Oh So Many Apology Letters

Dear New Sweater,

I’m sorry for catching you in the paper cutter.  Twice.  Ahem.  I’m amazed that, try as I might, I could not cut your fabric.  I mean really, you look so light and airy, but apparently you’re made of Kevlar.  Who knew I’d be getting such protection for $20.  I will now stop trying to chop you to smithereens.

Sincerely,

The girl who shouldn’t be allowed to use sharp objects

P.S.  I’m also sorry for the spaghetti sauce splattering incident at lunch.  You’re a white sweater, you had to see that coming, no?

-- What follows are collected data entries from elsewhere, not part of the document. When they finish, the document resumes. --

PR #10, opened 2016-03-02
First pass at PathTemplate and ResourceName.

jskeet:


jskeet:
Sorry for the additional commit - it became obvious it was required when using it...

jskeet:
Reassigned to Ivan while Chris recovers from illness.

src/Google.Api.Gax/Api/Gax/PathTemplate.cs
```diff
@@ -0,0 +1,439 @@
...
+using System.Text;
+
+namespace Google.Api.Gax
+{
+    /// <summary>
+    /// Represents a path template used for resource names which may be composed of multiple IDs.
+    /// </summary>
+    /// <remarks>
+    /// <para>
+    /// Templates use a subset of the syntax of the API platform. See the protobuf of <see cref="HttpRule"/> for
```
ivannaranjo: Where is `HttpRule`, could we point to the repo where it lives?

src/Google.Api.Gax/Api/Gax/PathTemplate.cs
```diff
@@ -0,0 +1,439 @@
...
+        /// Just an array containing a single slash, to avoid constructing a new array every time we need
+        /// to split.
+        /// </summary>
+        private static readonly char[] SlashSplit = { '/' };
+
+        /// <summary>
+        /// List of segments in this template. Never modified after construction.
+        /// </summary>
+        private readonly IList<Segment> _segments;
+        /// <summary>
```
ivannaranjo: _Nit:_ maybe an empty line before the comment.

src/Google.Api.Gax/Api/Gax/PathTemplate.cs
```diff
@@ -0,0 +1,439 @@
...
+        /// List of the segments in this template which are wildcards. Never modified after construction.
+        /// </summary>
+        private readonly IList<Segment> _parameterSegments;
+
```
ivannaranjo: Could these then be `IReadOnlyList` instead of `IList` then?

src/Google.Api.Gax/Api/Gax/PathTemplate.cs
```diff
@@ -0,0 +1,439 @@
...
+        private readonly string _originalTemplate;
+        private readonly bool _hasPathWildcard;
+
+        /// <summary>
+        /// The names of the parameters within the template. This collection has one element per parameter,
+        /// but unnamed parameters have a name of <c>null</c>.
+        /// </summary>
+        public ReadOnlyCollection<string> ParameterNames { get; }
```
ivannaranjo: Maybe use the interface `IReadOnlyCollection` instead so we don't tie ourselves to the particular implementation.

src/Google.Api.Gax/Api/Gax/PathTemplate.cs
```diff
@@ -0,0 +1,439 @@
...
+
+        /// <summary>
+        /// Constructs a template from its textual representation, such as <c>shelves/*/books/**</c>.
+        /// </summary>
+        /// <param name="template">The textual representation of the template.</param>
+        public PathTemplate(string template)
```
ivannaranjo: Document that it cannot be `null`, use `Preconditions` to check.

src/Google.Api.Gax/Api/Gax/PathTemplate.cs
```diff
@@ -0,0 +1,439 @@
...
+            if (serviceName == null)
+            {
+                return;
+            }
+            if (serviceName == "")
+            {
+                throw new ArgumentException("Service name cannot be empty", parameterName);
+            }
+            if (serviceName.Contains("/"))
+            {
```
ivannaranjo: Are there other restrictions on the name? Does it have to be a valid dns name?

src/Google.Api.Gax/Api/Gax/PathTemplate.cs
```diff
@@ -0,0 +1,439 @@
...
+        }
+
+        /// <summary>
+        /// Validates a whole array of resource IDs, including that the count matches.
+        /// </summary>
+        internal void ValidateResourceIds(string[] resourceIds)
+        {
+            if (resourceIds.Length != ParameterCount)
+            {
+                throw new ArgumentException($"Expected {ParameterCount} ids, got {resourceIds.Length}");
```
ivannaranjo: Use the `resourceIds` name when throwing `ArgumentException`.

src/Google.Api.Gax/Api/Gax/PathTemplate.cs
```diff
@@ -0,0 +1,439 @@
...
+        /// <summary>
+        /// Validates that the given resource IDs are valid for this template, and returns a string representation
+        /// </summary>
+        /// <remarks>
+        /// <para>
+        /// This is equivalent to calling <c>new ResourceName(template, resourceIds).ToString()</c>, but simpler in
+        /// calling code and more efficient in terms of memory allocation.
+        /// </para>
+        /// <para>
+        /// This method assumes no service name is required. Call <see cref="ExpandWithService"/> to specify a service name.
```
ivannaranjo: Copy/pasted comment.

src/Google.Api.Gax/Api/Gax/PathTemplate.cs
```diff
@@ -0,0 +1,439 @@
...
+        /// </para>
+        /// </remarks>
+        /// <param name="resourceIds">The resource IDs to use to populate the parameters in this template.</param>
+        /// <returns>The string representation of the resource name.</returns>
```
ivannaranjo: Missing `serviceName` param.

src/Google.Api.Gax/Api/Gax/PathTemplate.cs
```diff
@@ -0,0 +1,439 @@
...
+        public string ExpandWithService(string serviceName, string[] resourceIds)
+        {
+            ValidateResourceIds(resourceIds);
```
ivannaranjo: Valdiate that resourceIds is not `null`.

src/Google.Api.Gax/Api/Gax/PathTemplate.cs
```diff
@@ -0,0 +1,439 @@
...
+        /// <remarks>
+        /// <para>
+        /// This is equivalent to calling <c>new ResourceName(template, resourceIds).ToString()</c>, but simpler in
+        /// calling code and more efficient in terms of memory allocation.
+        /// </para>
+        /// <para>
+        /// This method assumes no service name is required. Call <see cref="ExpandWithService"/> to specify a service name.
+        /// </para>
+        /// </remarks>
+        /// <param name="resourceIds">The resource IDs to use to populate the parameters in this template.</param>
```
ivannaranjo: Document that `resourceIds` cannot be `null`.

src/Google.Api.Gax/Api/Gax/PathTemplate.cs
```diff
@@ -0,0 +1,439 @@
...
+        /// </summary>
+        /// <remarks>
+        /// Although this method returns <c>null</c> if a name is passed in which doesn't match the template,
+        /// it still throws <see cref="ArgumentNullException"/> if <paramref name="name"/> is null, as this would
+        /// usually indicate a programming error rather than a data error.
+        /// </remarks>
+        /// <param name="name">The resource name to parse against this template.</param>
+        /// <returns>The parsed name as a <see cref="ResourceName"/>, or <c>null</c> if the name does not match this
+        /// template.</returns>
+        public ResourceName TryParseName(string name)
```
ivannaranjo: That is not the usual pattern in the BCL, it would typically be:
```C#
bool TryParseName(string name, out ResourceName result);
```
I don't particularly like that pattern either but is something to consider with respect of being idiomatic.

src/Google.Api.Gax/Api/Gax/PathTemplate.cs
```diff
@@ -0,0 +1,439 @@
...
+
+        /// <summary>
+        /// Attempts to parse the given resource name against this template, returning <c>null</c> on failure.
+        /// </summary>
+        /// <remarks>
+        /// Although this method returns <c>null</c> if a name is passed in which doesn't match the template,
+        /// it still throws <see cref="ArgumentNullException"/> if <paramref name="name"/> is null, as this would
+        /// usually indicate a programming error rather than a data error.
+        /// </remarks>
+        /// <param name="name">The resource name to parse against this template.</param>
```
ivannaranjo: Document that `name` cannot be null.

src/Google.Api.Gax/Api/Gax/ResourceName.cs
```diff
@@ -0,0 +1,127 @@
...
+            set { this[GetParameterIndex(parameterName)] = value; }
+        }
+
+        /// <summary>
+        /// Creates a resource name with the given template and resource IDs.
+        /// The resource IDs are cloned, so later changes to <paramref name="resourceIds"/>
+        /// are ignored. This constructor does not populate the <see cref="ServiceName"/> property,
+        /// but that can be set after construction.
+        /// </summary>
+        public ResourceName(PathTemplate template, params string[] resourceIds)
```
ivannaranjo: No params documentation.

src/Google.Api.Gax/Api/Gax/ResourceName.cs
```diff
@@ -0,0 +1,127 @@
...
+        {
+            Template = template;
```
ivannaranjo: No check that `template` is not `null`.

ivannaranjo:
Some comments, primarily on documentation and some style. The overall algorithm for parsing seems complex and I think grant another review on itself.

src/Google.Api.Gax/Api/Gax/PathTemplate.cs
jskeet: Done

src/Google.Api.Gax/Api/Gax/PathTemplate.cs
jskeet: The generated C# is in the same repo. Added comment to the .proto source.

src/Google.Api.Gax/Api/Gax/PathTemplate.cs
jskeet: Yes, although that doesn't really mean much.

src/Google.Api.Gax/Api/Gax/PathTemplate.cs
jskeet: That doesn't signify as much though - `ReadOnlyCollection` really is read-only; you're not going to be able to cast it to anything else and add to it. `IReadOnlyList<T>` is really only "you can read from it, but you might be able to write to it too". If we were taking a dependency on the immutable collections, I'd use those here...

src/Google.Api.Gax/Api/Gax/PathTemplate.cs
jskeet: Done.

src/Google.Api.Gax/Api/Gax/PathTemplate.cs
jskeet: There may be in the future. Added a TODO.

src/Google.Api.Gax/Api/Gax/PathTemplate.cs
jskeet: Done. Fortunately the calling public method always has a parameter called resourceIds :)

src/Google.Api.Gax/Api/Gax/PathTemplate.cs
jskeet: Done :)

src/Google.Api.Gax/Api/Gax/PathTemplate.cs
jskeet: Done (and validated...)

src/Google.Api.Gax/Api/Gax/PathTemplate.cs
jskeet: Done.

src/Google.Api.Gax/Api/Gax/PathTemplate.cs
jskeet: Done in ValidateResourceIds.

src/Google.Api.Gax/Api/Gax/PathTemplate.cs
jskeet: Done.

src/Google.Api.Gax/Api/Gax/PathTemplate.cs
jskeet: In every case I can think of, that's used because the result can legitimately be a null reference *or* the return type is a value type. Will try to find some precedent/guidance about whether this case can be different.

src/Google.Api.Gax/Api/Gax/ResourceName.cs
jskeet: Done. (It was internal in a previous life...)

src/Google.Api.Gax/Api/Gax/ResourceName.cs
jskeet: Fixed, along with removing the embarrassing nature of the following lines...

src/Google.Api.Gax/Api/Gax/PathTemplate.cs
jskeet: Uri.TryCreate uses an out parameter... amending this code to follow suit, much as I dislike it.

ivannaranjo:
LGTM :shipit:

src/Google.Api.Gax/Api/Gax/PathTemplate.cs
```diff
@@ -0,0 +1,440 @@
...
+    /// URL encoding is required.
+    /// </para>
+    /// </remarks>
+    public sealed class PathTemplate
+    {
+        /// <summary>
+        /// Just an array containing a single slash, to avoid constructing a new array every time we need
+        /// to split.
+        /// </summary>
+        private static readonly char[] SlashSplit = { '/' };
```
chrisdunelm: s_slashSplit
If we follow https://github.com/dotnet/corefx/blob/master/Documentation/coding-guidelines/coding-style.md

src/Google.Api.Gax/Api/Gax/PathTemplate.cs
```diff
@@ -0,0 +1,440 @@
...
+            PathWildcard,
+        }
+
+        /// <summary>
+        /// A segment of a path.
+        /// </summary>
+        private sealed class Segment
+        {
+            private static readonly Segment UnnamedWildcard = new Segment(SegmentKind.Wildcard, null);
+            private static readonly Segment UnnamedPathWildcard = new Segment(SegmentKind.PathWildcard, null);
```
chrisdunelm: s_unnamedWildcard
s_unnamedPathWildcard

jskeet: Done. I think I originally had these as internal properties, hence the different names...

src/Google.Api.Gax/Api/Gax/PathTemplate.cs
jskeet: After a bit of discussion, Ivan and I reckoned that `IReadOnlyList<T>` might be a better option after all, just so that we can update to immutable collections at a later date.

src/Google.Api.Gax/Api/Gax/PathTemplate.cs
jskeet: Done.

jskeet:
Have made the requested changes - PTAL, then I'll rebase and squash before merging, if you're then happy.

jskeet:
Actually, have rebased - but the commits are reasonably structured already, so will just merge with the 4 commits when Travis is happy.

——————————————————————————-

Dear Terry,

I’m sorry that ice cream, cereal and salads are the extent of my dinner menu.  Thankfully you make a mean batch of vanilla pancakes or we would probably starve.

XOXO,

Your domestically challenged wife

——————————————————————————-

Dear Rocket,

I’m sorry I haven’t taken you out for a spin for a few weeks.  The cobwebs in your spokes are reprehensible.  I’m profoundly sorry and look forward to a reunion soon.  Please, please don’t buck me off in bitterness the next time we meet.

Love,

Alicia

——————————————————————————-

Dear Dentist,

I’m sorry I was a whiny baby in the chair.  In my defense you had to fix things in 3 of the 4 quadrants of my mouth.  And let’s face it, nobody likes to hear “I think I can do this one without numbing you.”  You’re right, it didn’t hurt, but the anticipation of pain caused buckets of perspiration to build up in my armpits and seep onto the chair.  Please accept my apologies for all the whimpering and, no doubt, for the extra time spent mopping up after me.